(Records from a data collection)
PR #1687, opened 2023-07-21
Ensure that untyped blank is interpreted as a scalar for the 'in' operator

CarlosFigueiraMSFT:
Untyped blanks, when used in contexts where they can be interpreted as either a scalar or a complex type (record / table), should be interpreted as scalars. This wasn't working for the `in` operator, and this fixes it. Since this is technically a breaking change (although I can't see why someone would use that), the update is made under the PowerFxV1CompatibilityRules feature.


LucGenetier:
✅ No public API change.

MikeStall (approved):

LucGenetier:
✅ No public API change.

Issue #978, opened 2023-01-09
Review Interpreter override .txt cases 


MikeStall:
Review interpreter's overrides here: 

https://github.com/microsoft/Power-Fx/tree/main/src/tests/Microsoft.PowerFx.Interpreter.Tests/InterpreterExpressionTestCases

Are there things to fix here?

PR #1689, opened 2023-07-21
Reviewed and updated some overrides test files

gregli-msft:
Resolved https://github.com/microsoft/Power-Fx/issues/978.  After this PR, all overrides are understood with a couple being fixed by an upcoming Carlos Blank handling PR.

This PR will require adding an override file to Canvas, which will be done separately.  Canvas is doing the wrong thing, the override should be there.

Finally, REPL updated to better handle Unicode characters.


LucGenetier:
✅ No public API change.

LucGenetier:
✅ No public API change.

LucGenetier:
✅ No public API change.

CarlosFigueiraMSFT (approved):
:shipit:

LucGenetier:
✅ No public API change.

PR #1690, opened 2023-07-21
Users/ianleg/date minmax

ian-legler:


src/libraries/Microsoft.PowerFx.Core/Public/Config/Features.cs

■ About this task ■
Reproduce each line of the records in which the string "that" appears.

■ Result below ■
Ensure that untyped blank is interpreted as a scalar for the 'in' operator
Untyped blanks, when used in contexts where they can be interpreted as either a scalar or a complex type (record / table), should be interpreted as scalars. This wasn't working for the `in` operator, and this fixes it. Since this is technically a breaking change (although I can't see why someone would use that), the update is made under the PowerFxV1CompatibilityRules feature.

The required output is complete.